• Problem to solve:
Each record must be printed exactly as given.

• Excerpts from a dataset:
<<<<

PR #1716, opened 2025-04-24
fix: parse mcp tool params bug 

v1xingyue:
Sometimes mcp server .tools returnd list does not contains schema field. But can get it from .parameters?.jsonSchema get it.


tylerslaton:
Hi @v1xingyue! Thanks so much for the contribution. We're giving this a look on our side and will follow-up with a review.

PR #1743, opened 2025-05-01
udpates crewai to 0.118.0

suhasdeshpande:
## What does this PR do?

## Related PRs and Issues

## Checklist


examples/coagents-starter-crewai-flows/agent-py/sample_agent/agent.py
```diff
@@ -362,6 +363,38 @@ async def chat(self):
         """
         system_prompt = f"You are a helpful assistant. Talk in {self.state.language}."
 
+        llm = LLM(
```
mme: Should this be removed / converted to something else? (since we are not using their LLM class)

mme (changes requested):
Would be good to see how the current user code will look like (i.e. without the LLM class)

Couldn't find it in the examples

examples/coagents-starter-crewai-flows/agent-py/sample_agent/agent.py
suhasdeshpande: yes, removing it is right thing

PR #1782, opened 2025-05-09
chore: refactor and cleanup pre langgraph stream actions

ranst91:
The underlaying layer of how we stream langgraph events is about to change.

>>>>

• Exercise output:
PR #1716, opened 2025-04-24
fix: parse mcp tool params bug 

v1xingyue:
Sometimes mcp server .tools returnd list does not contains schema field. But can get it from .parameters?.jsonSchema get it.


tylerslaton:
Hi @v1xingyue! Thanks so much for the contribution. We're giving this a look on our side and will follow-up with a review.

PR #1743, opened 2025-05-01
udpates crewai to 0.118.0

suhasdeshpande:
## What does this PR do?

## Related PRs and Issues

## Checklist


examples/coagents-starter-crewai-flows/agent-py/sample_agent/agent.py
```diff
@@ -362,6 +363,38 @@ async def chat(self):
         """
         system_prompt = f"You are a helpful assistant. Talk in {self.state.language}."
 
+        llm = LLM(
```
mme: Should this be removed / converted to something else? (since we are not using their LLM class)

mme (changes requested):
Would be good to see how the current user code will look like (i.e. without the LLM class)

Couldn't find it in the examples

examples/coagents-starter-crewai-flows/agent-py/sample_agent/agent.py
suhasdeshpande: yes, removing it is right thing

PR #1782, opened 2025-05-09
chore: refactor and cleanup pre langgraph stream actions

ranst91:
The underlaying layer of how we stream langgraph events is about to change.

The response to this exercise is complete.